Scan the material below for the string "CoolCatMona", and copy every line where it shows up.

##########

PR #144, opened 2026-04-24
Additive Changes to Database Schema

### LINKED ISSUE #138: Create new tables, indexes, address type fixes
**New normalised tables**

Create all new tables

**Fix monetary column types**

Use `batch_alter_table` for each of the four columns. SQLite does not support
`ALTER COLUMN` natively; Alembic's batch mode copies the table.

```python
# In the Alembic migration file
def upgrade():
    with op.batch_alter_table("registrable_configs") as batch:
        batch.alter_column("team_reg_fee",   type_=sa.Numeric(10, 2))
        batch.alter_column("player_reg_fee", type_=sa.Numeric(10, 2))
    with op.batch_alter_table("team_registrations") as batch:
        batch.alter_column("amount_paid", type_=sa.Numeric(10, 2))
    with op.batch_alter_table("player_registrations") as batch:
        batch.alter_column("amount_paid", type_=sa.Numeric(10, 2))
```

**Add unique constraints**

```python
op.create_unique_constraint("uq_team_reg_event",    "team_registrations",  ["team", "event"])
op.create_unique_constraint("uq_team_reg_league",   "team_registrations",  ["team", "league_id"])
op.create_unique_constraint("uq_player_reg_event",  "player_registrations",["player", "event"])
op.create_unique_constraint("uq_player_reg_league", "player_registrations",["player", "league_id"])
op.create_unique_constraint("uq_headref",           "headrefs",            ["player", "event"])
op.create_unique_constraint("uq_match_name_event",  "matches",             ["name", "event"])
op.create_unique_constraint("uq_tag_name_event",    "tags",                ["name", "event"])
op.create_unique_constraint("uq_field_name_event",  "fields",              ["name", "event"])
op.create_unique_constraint("uq_sidecomp_result",   "sidecompresults",     ["comp", "player"])
```

**Add mutual exclusivity CHECKs**

Use `batch_alter_table` to add the CHECK to `team_registrations`,
`player_registrations`, and `tos`.

**Add `Player.email` and `Team.email` unique constraints**

Run the duplicate-check query first. If duplicates exist, decide policy (keep newest,
merge accounts) before applying.

**Add performance indexes**

```python
op.create_index("ix_matches_event",         "matches",              ["event"])
op.create_index("ix_points_match",          "points",               ["match"])
op.create_index("ix_match_notes_match",     "match_notes",          ["match"])
op.create_index("ix_team_reg_event",        "team_registrations",   ["event"])
op.create_index("ix_player_reg_event_pl",   "player_registrations", ["event", "player"])
op.create_index("ix_headrefs_player_event", "headrefs",             ["player", "event"])
op.create_index("ix_tags_event",            "tags",                 ["event"])
op.create_index("ix_fields_event",          "fields",               ["event"])
```

**Documentation checklist**
- [ ] Each new model class (`HeadRefAllowList`, `MatchReferee`, `MatchPlayer`, `FieldCamera`, `MatchCameraStreamStart`, `CameraTimepoint`) ships with the full docstrings
- [ ] Every Alembic migration file generated in this phase has a module-level docstring
- [ ] If the `RegistrableConfig`, `TeamRegistration`, or `PlayerRegistration` Python models are modified to change the column types, update their class docstrings to note that fee columns store exact decimal values.
- [ ] Any new Rust structs added to `frontend/src/types.rs` or `api.rs` to represent the new tables must include `///` doc comments.

**Rollback:** Every step is a `DROP TABLE`, `DROP INDEX`, or
`batch_alter_table` in reverse. Fully reversible.

CoolCatMona:
Additive changes for db schema update

Six new normalised model classes (app/models/normalised.py), one per join table the additive migration creates. Each ships with the full docstring describing what it normalises, why the unique constraint matters, and any non-obvious invariant (slot ordering, side mutual exclusivity, sequence preservation).

Monetary columns are exact decimals. RegistrableConfig.team_reg_fee, RegistrableConfig.player_reg_fee, TeamRegistration.amount_paid, PlayerRegistration.amount_paid are now Numeric(10, 2). Verified end-to-end — values round-trip through the ORM as Decimal('12.34'), not float.

Email uniqueness on Player.email and Team.email (both unique=True, index=True). Multiple NULLs allowed (SQL-standard semantics) — confirmed with a dedicated test.

Mutual-exclusivity CHECK on TeamRegistration, PlayerRegistration, and TO, identical to the one Tournament and PenaltyType already have. Rejects rows with both event and league_id set, and rows with neither set.

Alembic migration 0002_phase1_additive (migrations/versions/0002_phase1_additive.py):
100+ line module docstring covering what, why, deliberately-deferred items, pre-conditions, and rollback path.
6 op.create_table for the new tables.

Combined batch_alter_table per affected table so SQLite only rebuilds each one once.

Unique constraints implemented as op.create_index(..., unique=True) — direct SQL on SQLite, no table rebuild.
8 performance indexes per the design doc's hot-path list.

Real downgrade() implementation that reverses every operation. Verified it works end-to-end against a stamped baseline DB.

### DIFF
--- a/app/models/normalised.py
+++ b/app/models/normalised.py
@@ -1,7 +1,7 @@
 """Normalised join tables that replace previously-encoded list/blob columns.
 
-These six models normalise columns that historically stored multiple values
-in a single cell (comma-separated strings or JSON arrays). Each model has a
+These models normalise columns that historically stored multiple values in
+a single cell (comma-separated strings or JSON arrays). Each model has a
 unique constraint that enforces invariants the application code previously
 had to maintain in Python, plus real foreign keys so deletes cascade
 correctly and orphan rows cannot exist.
@@ -12,6 +12,7 @@ that happens the new tables are populated by a backfill script and kept in
 sync by dual-write code (none of which exists yet — that is later work).
 The schema definitions here are intentionally additive; nothing on the
 existing schema is modified.
+
 """
 
 from __future__ import annotations
@@ -20,7 +21,6 @@ from app.domain.enums import WinnerSide
 from app.models.base import db
 from app.models.constants import (
     LONG_NAME_LEN,
-    LONG_URL_LEN,
     URL_SLUG_LEN,
     USER_ID_LEN,
     UUID_LEN,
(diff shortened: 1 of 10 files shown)


app/models/normalised.py
```diff
@@ -0,0 +1,228 @@
...
+        db.String(USER_ID_LEN),
+        db.ForeignKey("players.id"),
+        nullable=False,
+    )
+    side = db.Column(db.Enum(WinnerSide), nullable=False)
+
+    __table_args__ = (db.UniqueConstraint("match_uuid", "player_id", name="uq_match_players_match_player"),)
+
+
+class FieldCamera(db.Model):  # type: ignore[misc]
```
reid23: this could probably be merged with the Camera table. This was for live-streamed fields while the Camera table is for recorded fields post editing, but they're both displayed in the same place.

lwk its been a while since i built this part and tbh the bandwidth required to livestream is so high that I don't think its a feature anyone will use in the forseeable future. It might be best to just get rid of this

plus this is mildly confusing since this is not the same as the list of cameras from the recording page, which is tracked through the filesystem (:skull: i know)

app/models/user.py
```diff
@@ -40,7 +43,7 @@ class Player(UserMixin, db.Model):
     name = db.Column(db.String(SHORT_NAME_LEN), nullable=False)
     pw_hash = db.Column(db.String(AUTH_STRING_LEN), nullable=True)  # Nullable for Google OAuth users
     google_id = db.Column(db.String(AUTH_STRING_LEN), unique=True, nullable=True)  # Google OAuth ID
-    email = db.Column(db.String(AUTH_STRING_LEN), nullable=True)  # Email from Google
+    email = db.Column(db.String(AUTH_STRING_LEN), unique=True, index=True, nullable=True)
```
reid23: email is currently just for people to add contact info - it's not actually used by the login process, google or otherwise. 

teams should be able to have the same email because they may be from the same club (ie, mistcrow and ursae would have the same contact info)

app/models/user.py
```diff
@@ -99,7 +105,7 @@ class Team(UserMixin, db.Model):
     pw_hash = db.Column(db.String(AUTH_STRING_LEN), nullable=True)  # Nullable for Google OAuth users
     google_id = db.Column(db.String(AUTH_STRING_LEN), unique=True, nullable=True)  # Google OAuth ID
     phone = db.Column(db.String(PHONE_LEN))
-    email = db.Column(db.String(AUTH_STRING_LEN), nullable=True)  # Updated to match Player, can be from Google
+    email = db.Column(db.String(AUTH_STRING_LEN), unique=True, index=True, nullable=True)
```
reid23: same as with the comment on Player emails - they're not used for login so they shouldn't be unique

app/models/user.py
CoolCatMona: OH, okay

I definitely saw the google oath and im like, "yeah this is probably unique"; ill fix this!

app/models/user.py
CoolCatMona: Greatly appreciate the note here, will fix

reid23 (approved):
sounds good. no notes really. makes sense why it should be structured this way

##########

Written response =>
CoolCatMona:
CoolCatMona: OH, okay
CoolCatMona: Greatly appreciate the note here, will fix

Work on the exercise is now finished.